Let $p_n$ be the probability that the first player can win this game starting with $n$ numbers, assuming both players play optimally. I will prove by induction that $$p_n=\begin{cases} \frac{1}{2} &\text{ if n is even} \\ \frac{n+1}{2n} &\text{ if n is odd.}\end{cases}$$
The base case $n=1$ is trivial: $p_1=1$, since the first player always wins.
Now suppose $n>1$ and we have proven the formula above for $p_k$ for all $k<n$, and now consider the game with $n$ numbers. First, suppose $n$ is odd. Since $p_k\geq 1/2$ for all $k<n$, if the first player doesn't guess correctly, the second player will have at least a $\frac{1}{2}$ chance of winning next. So the best thing the first player can do is ensure that if they are wrong, the remaining interval of numbers has an even number of numbers, so the second player has exactly a $\frac{1}{2}$ chance of winning.

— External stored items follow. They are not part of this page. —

PR #883, opened 2015-11-30
Adding support for a command prefix

adamleff:
Some platforms, such as Cisco devices, require commands to be
prefixed with a command to force the execution to take place within
a VRF. This allows the command to be configured in the .kitchen.yml.

### DIFF
--- a/lib/kitchen/transport/ssh.rb
+++ b/lib/kitchen/transport/ssh.rb
@@ -108,7 +108,7 @@ module Kitchen
         def execute(command)
           return if command.nil?
 
-          command = [ command_prefix, command ].compact.join(' ')
+          command = [command_prefix, command].compact.join(" ")
           logger.debug("[SSH] #{self} (#{command})")
 
           exit_code = execute_with_exit_code(command)
--- a/lib/kitchen/transport/ssh.rb
+++ b/lib/kitchen/transport/ssh.rb
@@ -48,6 +48,7 @@ module Kitchen
       default_config :connection_retries, 5
       default_config :connection_retry_sleep, 1
       default_config :max_wait_until_ready, 600
+      default_config :command_prefix, nil
 
       default_config :ssh_key, nil
       expand_path_for :ssh_key
@@ -106,7 +107,10 @@ module Kitchen
         # (see Base::Connection#execute)
         def execute(command)
           return if command.nil?
+
+          command = [ command_prefix, command ].compact.join(' ')
           logger.debug("[SSH] #{self} (#{command})")
+
           exit_code = execute_with_exit_code(command)
 
           if exit_code != 0
@@ -197,6 +201,10 @@ module Kitchen
         # @api private
         attr_reader :port
 
+        # @return [String] prefix for each executed command
+        # @api private
+        attr_reader :command_prefix
+
         # Establish an SSH session on the remote host.
         #
         # @param opts [Hash] retry options
@@ -268,6 +276,7 @@ module Kitchen
           @connection_retries     = @options.delete(:connection_retries)
           @connection_retry_sleep = @options.delete(:connection_retry_sleep)
           @max_wait_until_ready   = @options.delete(:max_wait_until_ready)
+          @command_prefix         = @options.delete(:command_prefix)
         end
 
         # Returns a connection session, or establishes one when invoked the
@@ -315,7 +324,8 @@ module Kitchen
           :timeout                => data[:connection_timeout],
           :connection_retries     => data[:connection_retries],
           :connection_retry_sleep => data[:connection_retry_sleep],
-          :max_wait_until_ready   => data[:max_wait_until_ready]
+          :max_wait_until_ready   => data[:max_wait_until_ready],
+          :command_prefix         => data[:command_prefix]
         }
 
         opts[:keys_only] = true                     if data[:ssh_key]
--- a/lib/kitchen/transport/winrm.rb
+++ b/lib/kitchen/transport/winrm.rb
@@ -88,7 +88,7 @@ module Kitchen
         def execute(command)
           return if command.nil?
 
-          command = [ command_prefix, command ].compact.join(' ')
+          command = [command_prefix, command].compact.join(" ")
           logger.debug("[WinRM] #{self} (#{command})")
 
           if command.length > MAX_COMMAND_SIZE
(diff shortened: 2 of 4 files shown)


tyler-ball:
Slacked with @adamleff about this - we're going to see if the `sudo_command` config on the verifier and provisioner will work for him

adamleff:
Unfortunately, `sudo_command` doesn't fit the bill.  For the particular platform we're working on (Cisco Nexus), the particular command prefix must apply to all commands, and `sudo_command` is applied selectively.

For example, when installing the omnibus chef package on an instance:

https://github.com/chef/mixlib-install/blob/14611366684808e4db54dfaeee8ca49a8816a4e6/support/install_command.sh#L218-L219

The `install_command` is created via a Mixlib::Install instance:

https://github.com/chef/mixlib-install/blob/14611366684808e4db54dfaeee8ca49a8816a4e6/support/install_command.sh#L218-L219

And the `install_options` hash contains the `sudo_command` value:

https://github.com/test-kitchen/test-kitchen/blob/5e4fa6baff5d51dc983be3f7b67ffe1bcbf2a8d2/lib/kitchen/provisioner/chef_base.rb#L130

The `sudo_command` value is used selectively in the install_command:

https://github.com/chef/mixlib-install/blob/14611366684808e4db54dfaeee8ca49a8816a4e6/support/install_command.sh#L218-L219

On Cisco, without using the command prefix that runs this command in the management VRF, the `do_download` fails due to lack of DNS:

```
       Downloading https://www.chef.io/chef/install.sh to file /tmp/install.sh
       Trying wget...
       Trying curl...
       Trying python...
       Trying perl...
       Unable to download https://www.chef.io/chef/install.sh to /tmp/install.sh, aborting
       \nDEBUG OUTPUT FOLLOWS:\n\nSTDERR from wget:\n\n--2015-11-30 21:46:50--  https://www.chef.io/chef/install.sh
       Resolving www.chef.io... failed: Name or service not known.
       wget: unable to resolve host address `www.chef.io'\n\nSTDERR from curl:\n\n\n\nSTDERR from python:\n\nTraceback (most recent call last):
         File "<string>", line 1, in <module>
         File "/usr/lib64/python2.7/urllib2.py", line 126, in urlopen
           return _opener.open(url, data, timeout)
         File "/usr/lib64/python2.7/urllib2.py", line 394, in open
           response = self._open(req, data)
         File "/usr/lib64/python2.7/urllib2.py", line 412, in _open
           '_open', req)
         File "/usr/lib64/python2.7/urllib2.py", line 372, in _call_chain
           result = func(*args)
         File "/usr/lib64/python2.7/urllib2.py", line 1207, in https_open
           return self.do_open(httplib.HTTPSConnection, req)
         File "/usr/lib64/python2.7/urllib2.py", line 1174, in do_open
           raise URLError(err)
       .>\n\nSTDERR from perl:\n\nCan't locate LWP/Simple.pm in @INC (@INC contains: /etc/perl /usr/lib64/perl/site_perl/5.14.2/ /usr/lib64/perl/site_perl/5.14.2 /usr/lib64/perl/vendor_perl/5.14.2/ /usr/lib64/perl/vendor_perl/5.14.2 /usr/lib64/perl/5.14.2/ /usr/lib64/perl/5.14.2 /usr/local/lib/site_perl /usr/lib64/perl/5.14.2 .) at -e line 1.
       BEGIN failed--compilation aborted at -e line 1.\n
D      Cleaning up local sandbox in /var/folders/v5/z54gb76j2rs3wrn65hmtyf1r0000gp/T/default-nexus-sandbox-20151130-61305-1plv3kx
>>>>>> Converge failed on instance <default-nexus>.
```

This is why I made my change at the transport layer for those transport connections that won't be able to execute any command successfully without such a prefix added. While I think the `sudo_command` on the provisioner and verifier would work, we'd have to modify Mixlib::Install to prefix like 218 above with `$sudo_sh` as well so the curl/wget/perl fetching of the install.sh script happens with the `sudo_command` prefix too.  Not sure if that's the right call here or not.

tyler-ball:
Mixlib::Install is going to stop accepting a sudo-or-not-sudo argument when it releases 1.0 (paging @thommay or @sersut for confirmation).  We also don't need it - once we have the install command from Mixlib::Install we can chose to run it as sudo or not.

Im fully in agreement that we need the ability to prepend commands TK runs with some prefix.  But I think thats what the purpose of `sudo_command` is.

I think the proper refactor is to:
1.  Stop passing `sudo_command` to Mixlib::Install because it will stop accepting it eventually
2.  Instead, run the [`install_command`](https://github.com/test-kitchen/test-kitchen/blob/5e4fa6baff5d51dc983be3f7b67ffe1bcbf2a8d2/lib/kitchen/provisioner/chef_base.rb#L109) using the `sudo_command` argument.
3.  Further, all [commands](https://github.com/test-kitchen/test-kitchen/blob/5e4fa6baff5d51dc983be3f7b67ffe1bcbf2a8d2/lib/kitchen/provisioner/base.rb#L64-L72) executed by the provisioner (and verifier and busser) should be prefixed with the `sudo_command`.  
4.  The Transport class is the wrong place to do this.  Yes, the Transport class handles executing the commands and reading their response but it is not intended to modify the commands at all.  It simply handles executing whatever it is given.

I'm making an assumption here - that all commands should be prefixed with `sudo_command`.  @fnichol or someone else with more Test Kitchen experience will have to validate that.  I don't have time right now to dive in and do the research.

If all commands should not be prefixed with `sudo_command` (if it is to be used selectively) then I agree that we need to introduce another configuration similar to what you initially proposed.  Still, the wrong place to do that is the Transport class.  We would need to add this `command_prefix` configuration to the Provisioners and Verifiers (and any other classes I am forgetting which perform remote execution).

adamleff:
For my own edification, can you explain why the Transport class is the wrong place for this if the argument is that all commands should be prefixed with `sudo_command`?  That's the one place where all edges meet vs. having to implement the prefix logic in N places.

tyler-ball:
Just because it can does not mean that it should.  It comes down to a separation of concerns.  The Transport class _should not_ have any clue what it is transporting.  Re:



It is scope creep for the Transport class to start inspecting the items it is transporting, and thats bad OO design.

The best class to modify the messages is probably the Instance class before it invokes its Transport - the Instance knows things like 'I am a Cisco box, therefor I need to prefix *all* my commands'.  Seems like a good place to use the [interceptor pattern](https://en.wikipedia.org/wiki/Interceptor_pattern) or possibly the [decorator pattern](https://en.wikipedia.org/wiki/Decorator_pattern).

adamleff:
That's fair, thanks :)  Except we don't really have a way to decorate "instances" per se as the concept of an instance is contrived by Test Kitchen (platform + suite), not the human configuring it.  But given that you can specify config items globally or at a per-platform scope, I'm on board with your initially proposed refactor.

I'll get to work on that today and close this out for now.  Thanks, @tyler-ball!

PR #885, opened 2015-12-02
Running the chef_base provisioner install_command via sudo, and command_prefix support

adamleff:
Currently, whether or not to use sudo during the installation of
the omnibus chef package is left up to the install command
generated by Mixlib::Install based on the sudo flag and command
passed to the constructor. Future versions of Mixlib::Install
do not support the sudo option, and some platforms (such as Cisco
Nexus) require the entire process to run with escalated privileges
in order to obtain outbound internet access. This change tells
Mixlib::Install to not care about sudo and instead wrap the entire
install_command with sudo from within the provisioner.

On certain platforms, commands must be prefixed with another
command to work properly, such as on Cisco Nexus where the
user must switch into a management vrf to obtain outbound network
access. Using the sudo_command config parameter is not sufficient
as some commands, such as busser verifier commands and provisioner
init commands, need to run as the non-privileged user.

This change allows the user to configure a string that will be
prepended to provisioner and verifier commands, much like how
sudo_command works, but impacts all commands.

### DIFF
--- a/lib/kitchen/provisioner/chef_base.rb
+++ b/lib/kitchen/provisioner/chef_base.rb
@@ -102,7 +102,7 @@ module Kitchen
           init_command_vars_for_bourne(dirs)
         end
 
-        shell_code_from_file(vars, "chef_base_init_command")
+        prefix_command(shell_code_from_file(vars, "chef_base_init_command"))
       end
 
       # (see Base#install_command)
@@ -118,7 +118,7 @@ module Kitchen
 
         installer = Mixlib::Install.new(version, powershell_shell?, install_options)
         config[:chef_omnibus_root] = installer.root
-        installer.install_command
+        prefix_command(sudo(installer.install_command))
       end
 
       private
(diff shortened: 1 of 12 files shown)


lib/kitchen/provisioner/chef_base.rb
```diff
@@ -131,8 +131,8 @@ def install_options
           :omnibus_url => config[:chef_omnibus_url],
           :project => project.nil? ? nil : project[1],
           :install_flags => config[:chef_omnibus_install_options],
-          :use_sudo => config[:sudo],
-          :sudo_command => config[:sudo_command]
+          :use_sudo => false,
```
tyler-ball: Instead of setting `false` and `nil` here, lets just leave them out - Mixlib::Install will use the defaults we're already specifying and then we have less code to migrate later.

tyler-ball:
Other than 1 comment, :+1: 

Hopefully those travis failures go away after the next commit

lib/kitchen/provisioner/chef_base.rb
adamleff: `:use_sudo` actually defaults to `true` in Mixlib::Install which is why I was explicitly setting it to false, avoiding a double-sudo. This isn't really a problem unless someone is setting a wacky `sudo_command`.  I'll make the change, test it on a few platforms, and push it up.  I'll hold-off on squashing the commits in case there is any other feedback from the other maintainers.

adamleff:
Travis failures appear to be unrelated to this change. I intermittently received the same failures testing locally prior to my changes.

tyler-ball:
@adamleff Hmm, well, we will have to get those failures addressed before we can merge this.  Or we can roll the Travis dice a few times and see if it goes green :)

adamleff:
Travis has re-run and it's all green now: https://travis-ci.org/test-kitchen/test-kitchen/builds/94438660

PR #895, opened 2015-12-17
Adding in ChefConfig support to enable loading proxy config from chef config files

tyler-ball:
Also added support for pushing ftp_proxy to target machines (because this was a quick fix in the code I was at)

The first player can always do this by guessing either the largest or smallest possible number, since if they are wrong there will be $n-1$ numbers left. Using this strategy, the first player has a $\frac{1}{n}$ chance of winning immediately, and a $\frac{1}{2}$ chance of winning if they don't win immediately, giving $$p_n=\frac{1}{n}+\frac{1}{2}\cdot\frac{n-1}{n}=\frac{n+1}{2n}.$$
Now suppose $n$ is even. If the first player guesses the $k$th number in the range, they have a $\frac{1}{n}$ chance of winning immediately. If their guess is too high ($\frac{k-1}{n}$ chance), then they win with probability $1-p_{k-1}$. If their guess is too low ($\frac{n-k}{n}$ chance) they win with probability $1-p_{n-k}$. Of the numbers $k-1$ and $n-k$, one is even and the other is odd; let $a$ be the odd one so $n-a-1$ is the even one. Then the probability of the first player winning in this scenario is $$\frac{1}{n}+\frac{a}{n}(1-p_a)+\frac{n-a-1}{n}(1-p_{n-a-1})=\frac{1}{n}+\frac{a}{n}\cdot\frac{a-1}{2a}+\frac{n-a-1}{2n}=\frac{1}{2}.$$ This doesn't depend on $a$, so all choices of $k$ are equally good and $p_n=\frac{1}{2}$.
From the above proof we can also extract an optimal strategy. If $n$ is odd, you should pick either the highest or the lowest number (actually, any number which splits the range into two ranges of even lengths is equally good). If $n$ is even, it doesn't matter what number you pick.